The second of the options is an integrated feature available through Microsoft's Windows OS. The Encrypting File System (EFS) procedure is built into the advanced folder settings on Windows, and to use it, you will require a dedicated USB flash drive to store your security certificate. To access it, you can click on the 'advanced' tab of a folder, select 'encrypt stored files', and follow the on-screen instructions. Alternately, cyber security blog Comparitech has a fully guided procedure that you can follow to encrypt files locally on Windows.

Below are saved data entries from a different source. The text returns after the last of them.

PR #6784, opened 2025-06-11
Fix: Allow Pos Cart view to check out free items exclusively

Kukks:


NicolasDorier:
I already pushed that, but I kept the choiceItem check, because I am not sure why we should remove it.

NicolasDorier:
Closing as it is already on master (minus the check on choiceItem)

When resetting or changing devices

It is also important to note that by simply selecting 'permanently delete' on your sensitive files, they may still be traced (albeit with difficulty) by savvy users, even after you reset all data on your device. You may choose to do so before selling your smartphone, or exchanging it for a new one. Multiple apps such as Recuva, DiskDigger and Android Data Recovery can retrieve files that have been deeply deleted, and while these can be a boon when you are trying to recover data, it can be a privacy risk as well.

Ensure that the data on your phone cannot be recovered, even after a hard reset.

To keep yourself safe from this, there are two key steps to adapt. One, encrypt your phone before you factory reset your phone that deletes all data. This 'hashes' files on your phone, and ensures that any leftover data recovered after a reset is mostly garbled. The second and equally effective option is to set your phone up (without entering email or any relevant details), and subsequently storing generic files on your phone's internal storage, for as long as the internal flash drive does not get entirely filled up. Performing a second factory reset after this ensures that no personal files are accidentally cached, and hence, are entirely un-recoverable.